# Phrag. Fox Valley Fireball



## tomkalina (Jan 10, 2011)

Awarded an AM/AOS by the Chicago JC last Saturday. The clonal name is `Cherry Bomb', and it's the second award to this grex. Horizontal Natural Spread = 8.6 cm, Petal Width 2.6 cm. The flowering growth was pretty small at 16", so I think the best is still to come for this clone. Enjoy......


----------



## John M (Jan 10, 2011)

Awesome! Congratulations, Tom!


----------



## Shiva (Jan 10, 2011)

Tom! You're slowly killing me with those beauties unavailable in Canada. Why don't you come visit us in Quebec and bring some of your beautiful plants along. :smitten:


----------



## Wendelin (Jan 10, 2011)

Perfect name! I love the colour!


----------



## phrag guy (Jan 10, 2011)

that is great,we could use some of those here in Ont also.


----------



## biothanasis (Jan 10, 2011)

wow, nice deep colour!


----------



## Yoyo_Jo (Jan 10, 2011)

oke: Alberta too, please.

Maybe you just better do a cross-country tour....


----------



## NYEric (Jan 10, 2011)

Yay besseae hybrids! Congrats on the award.


----------



## tomkalina (Jan 10, 2011)

Thanks everyone. I'm pretty sure Sam Tsui has CITES for these and can deliver at one of the shows he attends in Montreal or Toronto. He might add something to the plant cost for paperwork/ phyto's/delivery etc. but the plants should still be fairly reasonable in price. 


Thanks!


----------



## John M (Jan 10, 2011)

Tom, are you saying that Sam has his own; but, same crosses available; or, are you saying that Sam can bring YOUR plants when he comes to Canada?


----------



## SlipperFan (Jan 10, 2011)

Beautiful, Tom -- congratulations!


----------



## Erythrone (Jan 10, 2011)

Marvelous! Fabulous!!! Perfect!! I need one (or 2 or 3...)



John M said:


> Tom, are you saying that Sam has his own; but, same crosses available; or, are you saying that Sam can bring YOUR plants when he comes to Canada?




I know that Sam Tsui can bring plants from other growers to custumers in Canada.

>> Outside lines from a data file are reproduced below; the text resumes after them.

PR #426, opened 2016-07-19
Specific ordering for links relation of LinkSet

kevindew:
This PR introduces ordering to the links relation of LinkSet. This introduces some additional consistency to the results and resolves an intermittent test failure: https://ci.dev.publishing.service.gov.uk/job/govuk_publishing-api_branches/2067/

Technically the ordering of the links isn't something we care about or something that can be defined by the request. Although by having no ordering specified on the relation we're leaving it up to Postgres to determine the ordering which means it may vary. Making this consistent will mean more uniformity in responses, which would be beneficial if anyone is diffing responses.

### DIFF
--- a/app/models/link_set.rb
+++ b/app/models/link_set.rb
@@ -1,3 +1,3 @@
 class LinkSet < ActiveRecord::Base
-  has_many :links, dependent: :destroy
+  has_many :links, -> { order(id: :asc) }, dependent: :destroy
 end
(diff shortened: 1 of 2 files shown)


cbaines:
:+1:

app/models/link_set.rb
```diff
@@ -1,3 +1,3 @@
 class LinkSet < ActiveRecord::Base
-  has_many :links, dependent: :destroy
+  has_many :links, -> { order(id: :asc) }, dependent: :destroy
```
cbaines: It might be better to order by `content_id`, rather than `id` as that means that the order can be communicated to users, as `content_id` is external, and `id` is internal?

PR #427, opened 2016-07-19
Make version check in put content clearer

kevindew:
I thought I had found a bug in the code where it allowed the state of the application to be mutated on a validation error. It turns out that this is actually not the case as all the database changes are wrapped in a transaction which the exception causes a rollback.

Despite this I thought these tests and the change in the ordering of the code could make it easier to understand the intentions of the code and could help someone else not come to the conclusion I came to.

Can understand though if people agree that this isn't necessary to merge in.

### DIFF
--- a/app/commands/v2/put_content.rb
+++ b/app/commands/v2/put_content.rb
@@ -62,14 +62,14 @@ module Commands
       end
 
       def update_existing_content_item(content_item)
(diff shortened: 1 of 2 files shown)


cbaines:
:+1: but I don't feel confident enough to just merge this...

cbaines:
Doug and Kevin have talked it though with me, and I'm probably being overly pessimistic, as this is a really safe change to make.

Actually, he will do it for me in a few months.


----------



## e-spice (Jan 10, 2011)

Congratulations Tom. I think Fox Valley Fireball is a superb cross and I can't believe only two have been awarded.

e-spice


----------



## JeanLux (Jan 11, 2011)

Beautiful color and shape!!!! Congrats.!!! Jean


----------



## rdlsreno (Jan 11, 2011)

Excellent clone Tom! Congrats!!!!!

Ramon


----------



## Bolero (Jan 11, 2011)

Very very nice! The colour is superb.


----------



## tomkalina (Jan 12, 2011)

I saw Sam yesterday and I'm fairly certain he can deliver Phrag. Fox Valley Fireball seedlings in Canada legally, but it's best to contact him directly if you're interested in ordering to make sure.


----------



## W. Beetus (Jan 13, 2011)

Beautiful! If I could only get Phrags to bloom....


----------



## jblanford (Jan 13, 2011)

WOW!! That looks great Tom, congrats on the award.... Jim.


----------



## Kevin (Jan 14, 2011)

tomkalina said:


> I saw Sam yesterday and I'm fairly certain he can deliver Phrag. Fox Valley Fireball seedlings in Canada legally, but it's best to contact him directly if you're interested in ordering to make sure.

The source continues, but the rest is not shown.